Table 2: No. variables vs % Fidelity
No. PIMA Adult Credit Breast
8 42% 35% 27% 43%
11 53% 76% 38% 46%
14 57% 80% 39% 54%
17 59% 78% 40% 55%
20 62% 78% 39% 56%
Figure 3: Different configurations

Despite the regression fitting the neighbourhood data well, a significant number of the estimated w-counterfactuals have large fidelity errors. For example, in one of the experiments with the Adult dataset where CLEAR’s multiple regression did not center the data, the average adjusted was 0.97, classification accuracy 98% but the ’% fidelity error < 0.25’ was 59%. This points to a more general problem: sometimes the neighbourhood data sets do not represent the regions of its feature space that are central for its explanations. With CLEAR, this discrepancy can at least be measured.

CLEAR was tested in a variety of configurations. These included the best configuration, and configurations where a single option was altered from the default, e.g. by using a imbalanced neighbourhood of points nearest to x. Figure 3 displays the results when CLEAR used a maximum of 14 independent variables.

CLEAR’s fidelity was sharply improved by adding x’s w-counterfactuals to its neighbourhood datasets. In the previous experiments, CLEAR created a neighbourhood dataset of at least 200 synthetic observations, each being given a weighting of 1. This was now altered so that each w-counterfactual identified in step 1 was added and given a weighting of 10. For example, for the Pima dataset, an average of 3 w-counterfactuals were added to each neighbourhood dataset. The consequent improvement in fidelity indicates as expected that adding these weighted data points results in a dataset capable of representing better the relevant neighbourhood, with CLEAR being able to provide a regression equation that is more faithful to w-counterfactuals.

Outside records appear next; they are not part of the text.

PR #6186, opened 2026-07-13
ci: build with pinned TypeScript before installing matrix version

### LINKED ISSUE #6185: CI: `pnpm build` fails on every PR since TypeScript 7.0.2 became `latest` (zshy crash)
### Summary

### Mechanism

```yaml
- run: pnpm build
```

```
```

```sh
```

### Possible directions

NmaaAlhawary:
CI has failed on every PR since 2026-07-08, when TypeScript 7.0.2 became npm's `latest`. Root cause in #6185: the workflow installs the matrix TypeScript before `pnpm build`, and `zshy@0.7.2` (peer dep `typescript >5.5.0`) crashes on TS 7's compiler API:

```
Build failed: TypeError: Cannot read properties of undefined (reading 'readFile')
```

This moves `pnpm build` above `pnpm add typescript@${{ matrix.typescript }} -w`, so the package builds with the lockfile's pinned TypeScript while the matrix version still applies to the test steps — which is what the matrix exists to exercise.

Verified locally on `main`:

- `pnpm build` with the pinned TypeScript: passes
- `pnpm vitest run` after `pnpm add typescript@latest -w` (7.0.2): 339 files, 3813 tests, no type errors
- `@zod/resolution` / `@zod/integration` pin their own `typescript@^5.8.2` and are unaffected by the root swap

The "TypeScript 5.5" job in recent runs was cancelled by matrix fail-fast rather than failing on its own, so this one change should restore both legs.

Closes #6185

### DIFF
--- a/.github/workflows/test.yml
+++ b/.github/workflows/test.yml
@@ -28,8 +28,10 @@ jobs:
           node-version: ${{ matrix.node }}
       - uses: pnpm/action-setup@v4
       - run: pnpm install
-      - run: pnpm add typescript@${{ matrix.typescript }} -w
+      # Build with the lockfile's pinned TypeScript — zshy doesn't support TS 7 (see #6185).
+      # The matrix TypeScript applies to the test steps below, which is what the matrix is for.
       - run: pnpm build
+      - run: pnpm add typescript@${{ matrix.typescript }} -w
       - run: pnpm test
       - run: pnpm run --filter @zod/resolution test:all
       - run: pnpm run --filter @zod/integration test:all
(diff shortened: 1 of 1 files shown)


NmaaAlhawary:
First run confirmed the diagnosis one level deeper: `pnpm build` and `pnpm test` both passed under TS 7 (3811 tests, no type errors), but `@zod/resolution test:all` then crashed with the same zshy `readFile` error — its harness (`test-resolution.ts`) invokes zshy internally, and zshy peer-resolves the *root* TypeScript, which the matrix step had swapped to 7.0.2.

Pushed 988120c8: the resolution/integration steps now also run before the matrix swap. Both packages pin their own `typescript@^5.8.2`, so they were never meant to vary with the matrix — after this, only `pnpm test` exercises the matrix TypeScript.

colinhacks:
Closing — this landed in #6345, which makes the same reordering and adds a TypeScript 6 leg plus a guard for the resolution suite. Thanks for tracking it down.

5 Conclusion and Future Work

CLEAR explains a prediction y for data point x by stating x’s w-counterfactuals and providing a regression equation. The regression shows the patterns of counterfactual dependencies in a neighbourhood that includes both x and the w-counterfactual data points. CLEAR represents a significant improvement both on LIME and on just using w-counterfactuals. Key to CLEAR’s performance is the ability to generate relevant neighbourhood data bounded by its w-counterfactuals. Adding these to x’s neighbourhood led to sharp fidelity improvements. Other data points could also be added, for example w-counterfactuals involving changes to multiple features. A user might also include some perturbations that are important to their project. CLEAR could guide this process by reporting regression and fidelity statistics. And it could replace step 8 of the algorithm by increasingly complex and more sophisticated learning algorithms. Constructing neighbourhood datasets in this way would seem a better approach than randomly generating data points and then selecting those closest to x. The prototype will also be extended to multi-class tasks. A criticism of CLEAR might be that its regression equations are not sufficiently interpretable. This is because they include a large number of terms, including 2nd degree and interaction variables. A first response is that the inclusion of these terms is necessary (though not sufficient) for CLEAR’s regression to be faithful. A second response is that CLEAR’s equations can easily be simplified by substituting in the values of any feature in x that are not of interest to the user. This is to be evaluated in practice in the context of comprehensibility studies.